Ownership of cryptocurrencies is also expanding, primarily as a speculative investment rather than as a method of payment. In 2021, about 13% of Canadians owned Bitcoin, compared to 5% in 2020. The average share of Bitcoin was about $ 500, mostly for investment purposes. To date, the significant price volatility of these unsupported cryptocurrencies, as well as the high transaction costs, have been key obstacles to their widespread acceptance by merchants as a payment method. For example, the prices of cryptocurrencies such as Bitcoin and Ether were generally four to five times more volatile in 2021 than the S&P 500 stock index. Sudden price corrections mean that investors who own such cryptocurrencies may be exposed. to significant financial losses.

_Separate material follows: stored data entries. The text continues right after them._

PR #506, opened 2021-12-13
QRImageWidget: Sizing and font fixups

luke-jr:
- Margin of QRCode should be constant, not change based on complexity of QRCode
- Text region should be sized based on height of actual text, not a constant guess
- Width of image should not be adjusted based on vertical text size/margins
- Adjusted constant QRCode and margin sizes to visually match what we had previously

The interconnections between unsupported cryptocurrency markets and the financial system seem limited, but they are expanding rapidly. Institutional participation in these markets has grown in recent years. However, estimating the growth of institutional investments in these assets and related infrastructure is difficult due to the lack of available and consistent data on the exposure of financial system participants to these markets. Discussions with industry participants suggest that portfolio exposures continue to be declining. In general, cryptocurrencies have become more accessible to investors in recent years thanks to the emergence of closed-end funds, cryptocurrency exchanges, and listed companies that trade or mine cryptocurrencies. In addition, hedge funds and some large pension funds are investing more in cryptocurrency platforms. Cryptocurrencies are also increasingly integrated into the traditional financial system (often known as cryptocurrency financing), including through the development of cryptocurrency derivatives markets and as investment assets or collateral for loans.
The Bank’s assessment that these markets are not yet systemically important is reinforced by the fact that significant sales in the cryptocurrency markets in May 2022 were generally insignificant to the traditional financial system in Canada and abroad.
Stablecoins aim to meet the demand for a more liquid and less volatile cryptocurrency. Stable currencies play a key role in decentralized finance, a set of alternative financial products offered in cryptocurrency markets that mimic traditional financial services (e.g., lending, insurance, asset management, and custody). Like other cryptocurrencies, stable currencies can also pose risks to financial stability if they are adopted on a significant scale without adequate regulatory safeguards, especially with regard to the ability of issuers to meet repayments (Table 5).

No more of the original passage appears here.